The difference in size can look like this for the same problem with the same optimal value:
Matlab:

Optimizer  - Constraints            : 106
Optimizer  - Cones                  : 1
Optimizer  - Scalar variables       : 57 

Julia:

 Constraints            : 1887
  Cones                  : 1
  Scalar variables       : 108

The codes for both are below. They can be scaled by manipulating the variables n,m
(the results above are for n=10, m=50).

The Julia code calls MATLAB in the beginning in order to
generate the same input data, this is just to show that we are indeed solving the same problem.

Matlab code:

%% Data preparation
clear all
close all

rng(3)

% State space dimension
n = 10;
% Number of neurons
m = 50;
% System
A = randn(n,n);
A = 0.7 * A / norm(A,2);
B = round(rand(n,2)); B = B / norm(B,2);
% Neural network 
W1 = randn(m,n); W1 = W1 / norm(W1,2);
W2 = randn(2,m); W2 = W2 / norm(W2,2);
B = B*W2; % (no need to use B and W2 separately)
% Coordinate transformation x <- Qx
Q = randn(n,n);
A = inv(Q)*A*Q;
B = inv(Q)*B;
W1 = W1*Q;

%% Verification

% Degree of V
d = 2;

% Define Yalmip variables
H = sdpvar(n,n); % Matrix parametrizing V
x = sdpvar(n,1); % State
u = sdpvar(m,1); % Control

% Lyapunov candidate V
V = x'*H*x;

% Equality constraints u*(u-W1*x) == 0
h = u.*(u-W1*x);

% Polynomial multipliers for equality constraints
R = []; CR = [];
for i = 1:numel(h)
    [r,cr] = polynomial([x;u], d - degree(h(i)));
    CR =  [CR ; cr];
    R  =  [R  ; r];
end

Vp = x'*A'*H*A*x + 2*u'*B'*H*A*x + u'*B'*H*B*u; % Equivalent to Vp = replace(V,x,A*x + B*u);
% Constraints
con = [ sos(V - Vp - x'*x  - R'*h), H >= 0 ];

% Solver options
options = sdpsettings('solver','mosek');

% Solve
sol = solvesos(con,norm(H(:),2)^2,options,[H(:);CR])

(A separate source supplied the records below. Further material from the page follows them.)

PR #464, opened 2022-06-03
A0-956: Abstract away PeerId and Multiaddr in network

timorl:
# Description

This is a refactor to remove (most of) the dependency of our `network` module on the substrate network, replacing it by abstract traits. For now makes testing marginally easier, in the future will make switching to a different network easier.

Mostly wrote it, because I was fed up with reading code/writing docs and needed some coding to soothe my soul.

Sorry for the size, hard to do it in smaller chunks, it's almost exclusively moving stuff around/renaming though.

## Type of change

Cool, there is no "refactor" in our change types. :D

# Checklist:

- I have added tests


finality-aleph/src/network/manager/discovery.rs
```diff
@@ -31,38 +32,51 @@ impl DiscoveryMessage {
...
 }
 
-impl Discovery {
+impl<M: Multiaddress> Discovery<M> {
     /// Create a new discovery handler with the given response/broadcast cooldown.
     pub fn new(cooldown: Duration) -> Self {
         Discovery {
             cooldown,
             last_broadcast: HashMap::new(),
+            _phantom: PhantomData,
```
fbielejec, line 71: why do you need PhantomData here if it doesn't hold a generic?

finality-aleph/src/network/manager/service.rs
```diff
@@ -242,7 +248,7 @@ impl<NI: NetworkIdentity, D: Data> Service<NI, D> {
             None => {
                 let (data, data_from_network) =
                     self.start_validator_session(pre_session, addresses).await?;
-                return Ok((None, data, data_from_network));
+                return Ok(((None, data), data_from_network));
```
fbielejec, line 251: naming is hard :sweat_smile: but at the same time it's kinda hard to follow what is going on here with the tuples  usd for these complex types - could we use structs (with named fields) to untangle it a bit?

finality-aleph/src/network/manager/session.rs
```diff
@@ -48,19 +50,38 @@ pub enum HandlerError {
     MultiplePeerIds,
 }
 
-fn retrieve_peer_id(addresses: &[Multiaddr]) -> Result<PeerId, HandlerError> {
+fn get_common_peer_id<M: Multiaddress>(addresses: &[M]) -> Option<M::PeerId> {
+    addresses
+        .iter()
+        .try_fold(None, |maybe_peer_id, address| match address.get_peer_id() {
```
fbielejec, line 56: why not just `fold` doesn't look like anything can fail here? You could then get rid of `flatten` too

finality-aleph/src/network/service.rs
```diff
@@ -555,13 +502,13 @@ mod tests {
...
-            identities
+            peer_ids
                 .iter()
                 .take(opened_authorities_n)
-                .map(|identity| {
+                .map(|peer_id| {
                     messages
                         .iter()
-                        .map(move |m| (m.clone(), identity.1, Cow::Borrowed(ALEPH_PROTOCOL_NAME)))
+                        .map(move |m| (m.clone(), *peer_id, Protocol::Generic))
```
fbielejec, line 511: you might be able to get rid of deref and clone by using `into_iter`, But I'm Not a Compiler :slightly_smiling_face:

finality-aleph/src/network/service.rs
```diff
@@ -689,32 +626,25 @@ mod tests {
...
         }
 
-        let identities: Vec<_> = (0..4)
-            .map(|_| MockNetworkIdentity::new().identity())
-            .collect();
+        let peer_ids: Vec<_> = (0..4).map(|_| MockPeerId::random()).collect();
         let message: Vec<u8> = vec![1, 2, 3];
 
-        identities.iter().for_each(|identity| {
+        peer_ids.iter().for_each(|peer_id| {
```
fbielejec, line 632: `into_iter` ?

finality-aleph/src/network/service.rs
```diff
@@ -689,32 +626,25 @@ mod tests {
...
-                    role: ObservedRole::Authority,
-                })
+                .emit_event(MockEvent::StreamOpened(*peer_id, Protocol::Validator));
         });
 
         // We do this only to make sure that NotificationStreamOpened events are handled
         test_data.wait_for_events_handled().await;
 
-        identities.iter().for_each(|identity| {
+        peer_ids.iter().for_each(|peer_id| {
```
fbielejec, line 641: `into_iter`

finality-aleph/src/network/service.rs
```diff
@@ -819,32 +744,25 @@ mod tests {
...
         }
 
-        let identities: Vec<_> = (0..4)
-            .map(|_| MockNetworkIdentity::new().identity())
-            .collect();
+        let peer_ids: Vec<_> = (0..4).map(|_| MockPeerId::random()).collect();
         let message: Vec<u8> = vec![1, 2, 3];
 
-        identities.iter().for_each(|identity| {
+        peer_ids.iter().for_each(|peer_id| {
```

fprintf("objective = %6.6f\n",norm(double(H(:)),2)^2)

Julia code:

using MosekTools
using JuMP
using DynamicPolynomials
using LinearAlgebra
using SumOfSquares
using MATLAB

# generate same data as MATLAB 
mat"
clear all, close all
rng(3)
% State space dimension
n = 10;
% Number of neurons
m = 50;
% System
A = randn(n,n);
A = 0.7 * A / norm(A,2);
B = round(rand(n,2)); B = B / norm(B,2);
% Neural network 
W1 = randn(m,n); W1 = W1 / norm(W1,2);
W2 = randn(2,m); W2 = W2 / norm(W2,2);
B = B*W2; % (no need to use B and W2 separately)
% Coordinate transformation x <- Qx
Q = randn(n,n);
A = inv(Q)*A*Q;
B = inv(Q)*B;
W1 = W1*Q;
$Q = Q;
$A = A;
$B = B;
$W1 = W1;
$n = n;
$m = m;
"
n = Int(n)
m = Int(m)
## Verification
d = 2; # degree of V
model = SOSModel(Mosek.Optimizer)

# Variables 
@variable(model,H[1:n,1:n],PSD); # Matrix parametrizing V
@polyvar(x[1:n]) # State
@polyvar(u[1:m]) # Control

# Lyapunov candidate V
V = x'*H*x;

# constraints u.*(u-W1*x) == 0
h = u.*(u-W1*x);
R = Vector{Polynomial{true, VariableRef}}(undef,length(h))
for i = 1:length(h)
    global R,h
    ds = d - maxdegree(h[i])
    R[i] = @variable(model,[1:1], Poly(monomials(x, 0:ds )))[1];
end

Vp = subs(V,x => A*x + B*u)
# Constraints
@constraint(model, V - Vp - x'*x - R'*h >= 0  ); # (V - Vp - x'*x) on set (h == 0)
@objective(model, Min, sum(H.^2)  ); # norm of V's Gram matrix

JuMP.optimize!(model)
@show objective_value(model)

Info about my instalation/package versions:

Julia 1.6.0
JuMP v0.21.8
SumOfSquares v0.4.6
DynamicPolynomials v0.3.18
MosekTools v0.9.4
MATLAB v0.8.2

Thanks in advance.

2 Likes

cc @blegat this seems like a question for you.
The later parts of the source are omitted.